See rest of article here:

https://ottawacitizen.com/news/the-world-is-changing-andrew-coyne-talks-to-nato-secretary-general-jens-stoltenberg-about-trump-russia-and-the-future-of-the-alliance/wcm/3ba1786d-b499-44dc-b8ed-51765023e2ca

 :cheers:


----------



## daftandbarmy (18 Jul 2019)

"No one would remember the Good Samaritan if he'd only had good intentions; he had money as well." Margaret Thatcher


----------



## Spencer100 (3 Dec 2019)

Liberal will not spend more 

https://globalnews.ca/news/6236653/canada-nato-defence-spending/?fbclid=IwAR2HH2OvP2pIJ2VtwqqbUIYCOZYNC7PX8ogC2z-r-JUPwreLnlO2whY5wAg


----------



## The Bread Guy (3 Dec 2019)

Spencer100 said:
			
		

> Liberal will not spend more
> 
> https://globalnews.ca/news/6236653/canada-nato-defence-spending/?fbclid=IwAR2HH2OvP2pIJ2VtwqqbUIYCOZYNC7PX8ogC2z-r-JUPwreLnlO2whY5wAg


And #POTUS45's response ...


> “They’re moving up and they’re moving up substantially and they’re starting to do very well economically and that has something to do with it.... “They have been under the 2 percent, obviously, but they’re moving up.” ... “Slightly delinquent, I’d say, Canada, but they’ll be okay. I have confidence. They’re slightly delinquent. Some are major delinquent. Some are way below 1 percent and that’s unacceptable, and then if something happens we’re supposed to protect them and it’s not really fair and it never has been fair. They’re paying up. We are talking to Germany tomorrow and they’re starting to come along. They have to. They have to. Otherwise if they don’t want to I’ll have to do something with respect to trade.” ...


----------



## Spencer100 (4 Dec 2019)

Ottawa fails to spend!   

https://globalnews.ca/news/6252911/canada-defence-spending-nato-target/


----------



## MarkOttawa (4 Dec 2019)

Justin Trudeau's promises and just concluded NATO London summit--enough CF-18s left for NORAD? How and how fast will mech. infantry brigade get to Europe? How many frigates for North Atlantic ASW?

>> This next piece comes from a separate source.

PR #897, opened 2021-10-02
Fix field typecast and drop Boolean field class

mvorisek:
This fixes several bugs and always invoke DBAL typecast on non-generic/non-standard DBAL types.

Fixes several bugs like value of different type than `string` was casted to `null` which was wrong for types like `text`. There should be minimal hardcoded type specific handling.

> Canada increases contribution to NATO high readiness force
> 
> Canada is increasing its contribution to NATO’s high readiness force by six additional fighter jets and a frigate, Prime Minister Justin Trudeau announced Wednesday at the NATO Leaders Meeting in London.
> 
> ...



Mark
Ottawa


----------



## tomahawk6 (4 Dec 2019)

How about contributing 2% like Trump wants ?


----------



## mariomike (4 Dec 2019)

tomahawk6 said:
			
		

> How about contributing 2% like Trump wants ?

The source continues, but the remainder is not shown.